PR #4695, opened 2023-02-05
Tsify clang-tidy-tool

scotran:
Tsify `clang-tidy-tool` and added optional fields to `ToolResult`.

### DIFF
--- a/lib/tooling/clang-tidy-tool.ts
+++ b/lib/tooling/clang-tidy-tool.ts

=-=-=

• [Assignment]
Go through the records above and copy each one exactly.

• [Answer area]
PR #4695, opened 2023-02-05
Tsify clang-tidy-tool

scotran:
Tsify `clang-tidy-tool` and added optional fields to `ToolResult`.

### DIFF
--- a/lib/tooling/clang-tidy-tool.ts
+++ b/lib/tooling/clang-tidy-tool.ts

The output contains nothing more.